**The problem:**
Each line of the entries below that holds "directly" is needed, copied in full.

**Provided entries:**
· · · · ·
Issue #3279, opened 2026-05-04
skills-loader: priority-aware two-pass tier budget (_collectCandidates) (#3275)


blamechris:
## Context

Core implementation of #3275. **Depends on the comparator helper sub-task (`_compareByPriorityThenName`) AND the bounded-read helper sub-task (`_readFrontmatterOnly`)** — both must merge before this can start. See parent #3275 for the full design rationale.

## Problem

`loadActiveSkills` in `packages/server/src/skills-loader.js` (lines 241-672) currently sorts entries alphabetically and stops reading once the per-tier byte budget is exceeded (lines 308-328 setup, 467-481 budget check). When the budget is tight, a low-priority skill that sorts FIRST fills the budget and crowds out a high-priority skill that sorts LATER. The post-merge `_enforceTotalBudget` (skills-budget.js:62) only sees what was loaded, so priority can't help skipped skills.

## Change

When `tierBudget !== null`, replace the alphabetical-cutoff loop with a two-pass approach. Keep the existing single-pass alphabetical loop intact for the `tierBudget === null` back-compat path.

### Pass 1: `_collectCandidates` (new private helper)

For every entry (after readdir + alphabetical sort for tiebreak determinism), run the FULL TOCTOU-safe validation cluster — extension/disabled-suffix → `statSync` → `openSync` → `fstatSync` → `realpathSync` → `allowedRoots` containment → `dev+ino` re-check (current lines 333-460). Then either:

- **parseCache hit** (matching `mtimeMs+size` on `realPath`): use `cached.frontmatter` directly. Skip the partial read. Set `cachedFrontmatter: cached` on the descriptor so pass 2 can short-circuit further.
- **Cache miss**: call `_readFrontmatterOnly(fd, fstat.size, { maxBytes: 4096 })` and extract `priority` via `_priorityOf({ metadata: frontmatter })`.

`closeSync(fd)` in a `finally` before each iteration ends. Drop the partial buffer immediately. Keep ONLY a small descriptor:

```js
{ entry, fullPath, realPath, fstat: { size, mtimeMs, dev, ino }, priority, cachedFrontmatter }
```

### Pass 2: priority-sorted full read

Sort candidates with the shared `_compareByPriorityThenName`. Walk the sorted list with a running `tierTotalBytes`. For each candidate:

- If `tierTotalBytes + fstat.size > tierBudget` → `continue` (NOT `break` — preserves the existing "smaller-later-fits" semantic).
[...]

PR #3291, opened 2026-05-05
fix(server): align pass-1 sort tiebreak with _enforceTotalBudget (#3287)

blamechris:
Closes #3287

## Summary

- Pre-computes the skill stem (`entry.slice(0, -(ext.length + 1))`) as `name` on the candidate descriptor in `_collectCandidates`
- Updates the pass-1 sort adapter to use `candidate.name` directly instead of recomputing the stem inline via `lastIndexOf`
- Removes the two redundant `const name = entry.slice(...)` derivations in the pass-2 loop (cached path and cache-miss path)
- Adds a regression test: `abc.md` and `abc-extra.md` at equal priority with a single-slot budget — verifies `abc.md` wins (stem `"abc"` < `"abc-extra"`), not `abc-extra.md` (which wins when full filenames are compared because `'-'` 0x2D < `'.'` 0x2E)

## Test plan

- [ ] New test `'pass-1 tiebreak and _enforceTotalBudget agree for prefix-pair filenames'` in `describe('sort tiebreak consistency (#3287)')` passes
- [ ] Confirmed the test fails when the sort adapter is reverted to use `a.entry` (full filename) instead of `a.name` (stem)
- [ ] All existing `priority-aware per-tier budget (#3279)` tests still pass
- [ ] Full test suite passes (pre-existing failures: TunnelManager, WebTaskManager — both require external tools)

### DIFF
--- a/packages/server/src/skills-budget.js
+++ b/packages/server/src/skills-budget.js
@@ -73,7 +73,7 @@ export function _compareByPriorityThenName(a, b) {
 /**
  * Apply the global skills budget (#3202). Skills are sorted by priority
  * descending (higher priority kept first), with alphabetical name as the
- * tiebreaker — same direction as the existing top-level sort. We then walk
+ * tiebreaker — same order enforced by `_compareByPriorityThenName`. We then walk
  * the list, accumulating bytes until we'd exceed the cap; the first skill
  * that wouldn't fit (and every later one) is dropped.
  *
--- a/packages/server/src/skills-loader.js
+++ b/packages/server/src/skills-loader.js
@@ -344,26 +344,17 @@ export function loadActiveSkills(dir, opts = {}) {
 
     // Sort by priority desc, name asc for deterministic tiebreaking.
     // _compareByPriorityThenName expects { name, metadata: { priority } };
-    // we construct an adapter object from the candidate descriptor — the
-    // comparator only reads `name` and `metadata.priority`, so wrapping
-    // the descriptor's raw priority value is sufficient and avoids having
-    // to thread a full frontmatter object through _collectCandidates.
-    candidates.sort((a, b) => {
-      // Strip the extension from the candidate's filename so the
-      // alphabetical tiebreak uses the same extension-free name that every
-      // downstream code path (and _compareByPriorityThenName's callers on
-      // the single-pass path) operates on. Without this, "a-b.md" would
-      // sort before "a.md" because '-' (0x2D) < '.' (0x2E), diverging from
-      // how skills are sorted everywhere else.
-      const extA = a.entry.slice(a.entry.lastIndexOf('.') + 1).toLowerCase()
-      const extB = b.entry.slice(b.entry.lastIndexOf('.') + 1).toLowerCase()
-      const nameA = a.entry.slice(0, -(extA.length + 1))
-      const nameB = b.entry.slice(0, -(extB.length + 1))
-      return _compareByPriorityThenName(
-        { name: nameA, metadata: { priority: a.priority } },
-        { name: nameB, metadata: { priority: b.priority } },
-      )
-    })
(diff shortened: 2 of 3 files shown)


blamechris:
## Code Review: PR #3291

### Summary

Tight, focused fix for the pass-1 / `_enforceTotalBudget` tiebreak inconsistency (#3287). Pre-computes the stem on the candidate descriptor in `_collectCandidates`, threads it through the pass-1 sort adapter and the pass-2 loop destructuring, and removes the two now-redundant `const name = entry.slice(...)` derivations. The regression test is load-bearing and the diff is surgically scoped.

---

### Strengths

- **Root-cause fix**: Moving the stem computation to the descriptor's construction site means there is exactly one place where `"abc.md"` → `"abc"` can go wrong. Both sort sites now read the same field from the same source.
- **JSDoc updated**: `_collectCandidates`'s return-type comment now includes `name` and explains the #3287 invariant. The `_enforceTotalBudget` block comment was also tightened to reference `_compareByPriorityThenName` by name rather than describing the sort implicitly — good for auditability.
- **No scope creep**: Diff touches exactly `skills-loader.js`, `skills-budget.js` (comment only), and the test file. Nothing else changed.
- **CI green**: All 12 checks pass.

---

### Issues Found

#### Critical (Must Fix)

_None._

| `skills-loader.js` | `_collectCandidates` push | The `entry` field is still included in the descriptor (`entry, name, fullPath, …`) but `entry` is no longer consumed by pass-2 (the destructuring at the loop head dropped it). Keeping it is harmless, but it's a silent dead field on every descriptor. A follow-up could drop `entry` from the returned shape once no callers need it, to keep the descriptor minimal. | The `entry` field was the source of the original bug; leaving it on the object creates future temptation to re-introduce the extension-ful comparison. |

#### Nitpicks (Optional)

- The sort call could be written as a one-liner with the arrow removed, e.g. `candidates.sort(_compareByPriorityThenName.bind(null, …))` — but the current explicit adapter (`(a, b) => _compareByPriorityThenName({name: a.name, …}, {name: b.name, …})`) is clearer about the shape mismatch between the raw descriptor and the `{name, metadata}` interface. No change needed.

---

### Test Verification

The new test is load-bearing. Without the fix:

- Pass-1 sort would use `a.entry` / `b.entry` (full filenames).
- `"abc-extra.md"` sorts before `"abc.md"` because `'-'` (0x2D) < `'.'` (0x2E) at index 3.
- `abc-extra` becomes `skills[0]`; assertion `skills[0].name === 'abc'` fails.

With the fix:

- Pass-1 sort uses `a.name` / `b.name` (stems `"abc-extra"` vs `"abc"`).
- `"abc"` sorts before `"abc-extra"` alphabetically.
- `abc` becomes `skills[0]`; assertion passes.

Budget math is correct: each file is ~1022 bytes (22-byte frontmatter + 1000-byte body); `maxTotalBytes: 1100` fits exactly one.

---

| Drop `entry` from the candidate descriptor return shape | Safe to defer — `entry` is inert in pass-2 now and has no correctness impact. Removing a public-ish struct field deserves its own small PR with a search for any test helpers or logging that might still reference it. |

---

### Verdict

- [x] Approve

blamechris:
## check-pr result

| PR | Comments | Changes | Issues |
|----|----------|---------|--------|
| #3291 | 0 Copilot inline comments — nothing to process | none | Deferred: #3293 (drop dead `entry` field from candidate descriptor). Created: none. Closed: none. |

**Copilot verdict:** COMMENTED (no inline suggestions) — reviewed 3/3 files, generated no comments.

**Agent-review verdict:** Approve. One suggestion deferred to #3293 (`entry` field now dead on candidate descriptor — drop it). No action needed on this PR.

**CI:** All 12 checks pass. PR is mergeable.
· · · · ·
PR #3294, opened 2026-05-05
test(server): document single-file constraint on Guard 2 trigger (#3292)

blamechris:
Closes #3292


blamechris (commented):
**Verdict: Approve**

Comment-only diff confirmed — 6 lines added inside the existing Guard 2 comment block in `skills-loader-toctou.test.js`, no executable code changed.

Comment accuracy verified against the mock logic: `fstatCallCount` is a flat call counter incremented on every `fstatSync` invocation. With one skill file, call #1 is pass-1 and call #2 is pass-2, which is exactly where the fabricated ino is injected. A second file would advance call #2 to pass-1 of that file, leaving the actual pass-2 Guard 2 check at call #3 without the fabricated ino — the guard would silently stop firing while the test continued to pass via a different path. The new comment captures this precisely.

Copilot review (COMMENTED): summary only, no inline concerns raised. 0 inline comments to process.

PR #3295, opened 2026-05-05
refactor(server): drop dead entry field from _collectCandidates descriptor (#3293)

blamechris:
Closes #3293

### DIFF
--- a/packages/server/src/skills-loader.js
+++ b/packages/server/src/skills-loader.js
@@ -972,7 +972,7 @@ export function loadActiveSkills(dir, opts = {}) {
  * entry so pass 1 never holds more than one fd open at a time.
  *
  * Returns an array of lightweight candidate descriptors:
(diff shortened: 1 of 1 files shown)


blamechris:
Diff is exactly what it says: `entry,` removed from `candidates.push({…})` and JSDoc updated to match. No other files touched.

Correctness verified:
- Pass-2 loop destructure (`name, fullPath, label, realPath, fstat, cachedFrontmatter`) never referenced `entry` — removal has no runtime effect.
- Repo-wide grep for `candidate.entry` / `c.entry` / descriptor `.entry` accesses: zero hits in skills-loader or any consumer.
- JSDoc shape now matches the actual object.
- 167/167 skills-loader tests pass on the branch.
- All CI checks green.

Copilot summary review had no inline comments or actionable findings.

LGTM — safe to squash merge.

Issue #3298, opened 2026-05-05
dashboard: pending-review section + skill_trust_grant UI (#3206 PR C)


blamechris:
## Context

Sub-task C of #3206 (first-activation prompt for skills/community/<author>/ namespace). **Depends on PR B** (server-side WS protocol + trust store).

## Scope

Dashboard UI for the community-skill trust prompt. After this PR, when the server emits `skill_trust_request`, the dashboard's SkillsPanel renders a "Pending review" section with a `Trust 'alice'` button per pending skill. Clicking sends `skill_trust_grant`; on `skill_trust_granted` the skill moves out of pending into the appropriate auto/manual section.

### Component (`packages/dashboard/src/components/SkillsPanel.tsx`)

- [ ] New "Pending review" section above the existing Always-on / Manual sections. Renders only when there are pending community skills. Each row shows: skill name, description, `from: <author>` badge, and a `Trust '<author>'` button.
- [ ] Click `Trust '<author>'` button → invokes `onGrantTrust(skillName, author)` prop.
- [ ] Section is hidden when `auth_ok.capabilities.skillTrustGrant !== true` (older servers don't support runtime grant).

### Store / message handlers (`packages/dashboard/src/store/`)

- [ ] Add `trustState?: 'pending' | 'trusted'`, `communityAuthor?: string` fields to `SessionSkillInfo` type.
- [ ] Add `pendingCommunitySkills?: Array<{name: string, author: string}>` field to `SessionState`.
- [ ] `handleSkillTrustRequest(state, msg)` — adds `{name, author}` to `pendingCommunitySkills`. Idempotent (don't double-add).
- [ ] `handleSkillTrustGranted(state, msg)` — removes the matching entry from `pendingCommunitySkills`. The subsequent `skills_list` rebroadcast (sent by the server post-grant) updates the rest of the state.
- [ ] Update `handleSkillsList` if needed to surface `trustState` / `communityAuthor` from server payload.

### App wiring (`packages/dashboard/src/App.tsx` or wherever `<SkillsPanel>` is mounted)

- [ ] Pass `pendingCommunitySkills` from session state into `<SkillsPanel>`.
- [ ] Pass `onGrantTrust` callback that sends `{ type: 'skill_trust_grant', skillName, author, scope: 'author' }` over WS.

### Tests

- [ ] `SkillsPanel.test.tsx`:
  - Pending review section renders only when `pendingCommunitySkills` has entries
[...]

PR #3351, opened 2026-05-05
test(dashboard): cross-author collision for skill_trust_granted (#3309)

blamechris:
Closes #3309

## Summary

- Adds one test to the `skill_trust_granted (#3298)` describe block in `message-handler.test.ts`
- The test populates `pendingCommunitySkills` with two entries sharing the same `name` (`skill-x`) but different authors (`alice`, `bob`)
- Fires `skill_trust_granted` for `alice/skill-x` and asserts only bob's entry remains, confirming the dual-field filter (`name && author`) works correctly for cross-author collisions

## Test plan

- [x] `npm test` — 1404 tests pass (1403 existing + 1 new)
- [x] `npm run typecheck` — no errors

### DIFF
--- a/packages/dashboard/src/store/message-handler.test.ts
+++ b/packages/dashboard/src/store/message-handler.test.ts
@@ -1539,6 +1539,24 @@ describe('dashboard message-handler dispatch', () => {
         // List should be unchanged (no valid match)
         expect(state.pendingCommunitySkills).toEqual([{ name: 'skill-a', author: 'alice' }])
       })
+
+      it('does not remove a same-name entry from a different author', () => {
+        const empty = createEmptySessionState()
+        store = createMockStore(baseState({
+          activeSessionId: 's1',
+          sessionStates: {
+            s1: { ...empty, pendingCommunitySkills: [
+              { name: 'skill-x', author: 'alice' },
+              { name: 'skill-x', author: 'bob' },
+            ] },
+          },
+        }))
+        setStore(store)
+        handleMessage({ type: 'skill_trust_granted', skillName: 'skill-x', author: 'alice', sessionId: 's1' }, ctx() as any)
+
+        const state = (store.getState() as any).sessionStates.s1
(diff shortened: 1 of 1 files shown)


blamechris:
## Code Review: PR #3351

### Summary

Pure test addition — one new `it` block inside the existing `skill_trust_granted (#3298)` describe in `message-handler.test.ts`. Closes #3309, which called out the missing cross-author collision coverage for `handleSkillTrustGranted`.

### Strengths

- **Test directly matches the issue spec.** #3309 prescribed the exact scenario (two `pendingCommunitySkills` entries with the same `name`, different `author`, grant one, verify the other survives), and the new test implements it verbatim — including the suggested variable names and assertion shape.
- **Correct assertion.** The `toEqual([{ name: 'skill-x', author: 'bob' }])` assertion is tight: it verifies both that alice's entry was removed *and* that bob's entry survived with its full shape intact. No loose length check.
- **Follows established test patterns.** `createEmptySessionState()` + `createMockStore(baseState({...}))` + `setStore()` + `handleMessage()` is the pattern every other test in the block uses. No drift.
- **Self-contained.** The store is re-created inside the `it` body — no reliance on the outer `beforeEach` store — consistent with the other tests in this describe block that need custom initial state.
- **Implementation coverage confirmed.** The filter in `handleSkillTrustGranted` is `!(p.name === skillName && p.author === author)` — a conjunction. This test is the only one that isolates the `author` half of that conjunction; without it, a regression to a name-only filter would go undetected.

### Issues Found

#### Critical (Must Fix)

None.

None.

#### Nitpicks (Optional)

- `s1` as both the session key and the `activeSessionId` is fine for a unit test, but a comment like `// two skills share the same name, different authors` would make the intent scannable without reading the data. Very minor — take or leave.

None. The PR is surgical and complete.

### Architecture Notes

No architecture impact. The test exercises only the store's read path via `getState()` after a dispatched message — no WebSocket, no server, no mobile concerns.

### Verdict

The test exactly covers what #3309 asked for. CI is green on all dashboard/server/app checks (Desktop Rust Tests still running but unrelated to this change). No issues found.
· · · · ·
**Exercise output:**
- **parseCache hit** (matching `mtimeMs+size` on `realPath`): use `cached.frontmatter` directly. Skip the partial read. Set `cachedFrontmatter: cached` on the descriptor so pass 2 can short-circuit further.
- Updates the pass-1 sort adapter to use `candidate.name` directly instead of recomputing the stem inline via `lastIndexOf`
- **Test directly matches the issue spec.** #3309 prescribed the exact scenario (two `pendingCommunitySkills` entries with the same `name`, different `author`, grant one, verify the other survives), and the new test implements it verbatim — including the suggested variable names and assertion shape.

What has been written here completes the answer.